My partner and I sold 100% of our shares to our own EOT (you can choose the amount with a minimum of 51 per cent) in 2018 and last year completed our five-year earnout period.

We survived a terrible time under Covid when we lost 80 per cent of our revenue in one month and in our recovery plan set out financial targets which we have met and allowed us to pay all our staff a one month bonus at year end.  As I explained to our team at our end of party, if we achieve the same result over the next three years my partner and I will have had the value of our shares paid off and the value of their bonus in year three will be worth a year’s salary each.  You could describe it as the ultimate win-win.
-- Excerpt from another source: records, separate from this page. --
PR #2551, opened 2026-02-23
🤖 fix: prevent immersive Escape from interrupting streams

ibetitsmike:
## Summary
Stop Escape in immersive review from bubbling into the global stream interrupt handler.

## Background
In immersive review mode, pressing Escape should only control immersive UI state (return from notes to diff, or exit immersive mode). Instead, Escape could also interrupt an active model stream, which is surprising and destructive.

## Implementation
- Updated `ImmersiveReviewView` keydown listener to run in capture phase.
- Added `stopKeyboardPropagation(e)` to immersive Escape handling in both panels:
  - notes panel Escape (return to diff)
  - diff panel Escape (exit immersive)
- Added regression coverage in `useAIViewKeybinds.test.tsx` proving capture-phase Escape handlers prevent global stream interrupts.

## Validation
- `bun test src/browser/hooks/useAIViewKeybinds.test.tsx`
- `make typecheck`
- `make static-check`

## Risks
Low risk. The change is scoped to immersive review keyboard handling and specifically to Escape propagation semantics.

---

### DIFF
--- a/src/browser/components/RightSidebar/CodeReview/ImmersiveReviewView.tsx
+++ b/src/browser/components/RightSidebar/CodeReview/ImmersiveReviewView.tsx
@@ -27,6 +27,7 @@ import {
   getFileHunks,
 } from "@/browser/utils/review/navigation";
 import { isEditableElement, KEYBINDS, matchesKeybind } from "@/browser/utils/ui/keybinds";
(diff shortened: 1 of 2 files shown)


ibetitsmike:
@codex review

The third area which I believe this Government has helped successfully grow is our tech sector, which is now the third largest in the world, with our tech startups valued at £996 billion.  This is the result of the quality of our educational institutions, the ingenuity of our entrepreneurs and underpinned by the SEIS scheme. As we have seen with the recent Microsoft announcement of its £2.5 billion European AI hub in the UK, we are well placed to embrace the benefits of AI. I believe Rishi Sunak is correct to identify that the UK can take a leadership role in the technology which will help us grow our productivity.  Only by growing our economy will we be able to fund services to help the less fortunate in society. I am witnessing AI’s impact through my advisory role with one of the world’s most successful AI companies. This business is dramatically changing the financial performance – and significantly reducing the carbon footprint – of many of the world’s most energy-intensive businesses.  Of note this is a US company that decided to co-locate in London. This is another win-win outcome that can in time be extended to all sorts of business activity and help not just make more profits, allowing for more investment and jobs, but also make the world a greener place.

So in conclusion, whilst I believe Government should not be a crutch that businesses rely on to support them, I do believe Government can help create a positive environment to help unleash the country’s entrepreneurial potential.